• **WHAT IS NEEDED**
The required output is the full listing below, reproduced word for word.

• **SUPPLIED DATA**
PR #1650, opened 2024-11-22
MultiEpochDataset: implement get_current_seq_order

dorian-K:


dorian-K:
I just realized this patch is wrong, it only works correctly when multi_epoch=1

albertz (changes requested):
But this is wrong. The sub dataset does not have the same seq order but only a subset. The MultiEpochDataset will go over multiple epochs in the sub dataset.

albertz:
> I just realized this patch is wrong, it only works correctly when multi_epoch=1

Yes exactly.

I don't think there is an easy way (or any way at all in general) to implement `get_current_seq_order`. So I think we can only close this PR without having this implemented.

Btw, why do you need this?

dorian-K:
MetaDataset needs this method when setting a MultiEpochDataset as the `seq_order_control_dataset`.

albertz:
> MetaDataset needs this method when setting a MultiEpochDataset as the `seq_order_control_dataset`.

Yea, don't do that. :)

PR #1653, opened 2024-11-26
Add extra_labels to SimpleHDFWriter

dorian-K:


albertz (changes requested):
Please use black. (See also failing test.)

albertz (approved):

• **COMPLETED EXERCISE**
PR #1650, opened 2024-11-22
MultiEpochDataset: implement get_current_seq_order

dorian-K:


dorian-K:
I just realized this patch is wrong, it only works correctly when multi_epoch=1

albertz (changes requested):
But this is wrong. The sub dataset does not have the same seq order but only a subset. The MultiEpochDataset will go over multiple epochs in the sub dataset.

albertz:
> I just realized this patch is wrong, it only works correctly when multi_epoch=1

Yes exactly.

I don't think there is an easy way (or any way at all in general) to implement `get_current_seq_order`. So I think we can only close this PR without having this implemented.

Btw, why do you need this?

dorian-K:
MetaDataset needs this method when setting a MultiEpochDataset as the `seq_order_control_dataset`.

albertz:
> MetaDataset needs this method when setting a MultiEpochDataset as the `seq_order_control_dataset`.

Yea, don't do that. :)

PR #1653, opened 2024-11-26
Add extra_labels to SimpleHDFWriter

dorian-K:


albertz (changes requested):
Please use black. (See also failing test.)

albertz (approved):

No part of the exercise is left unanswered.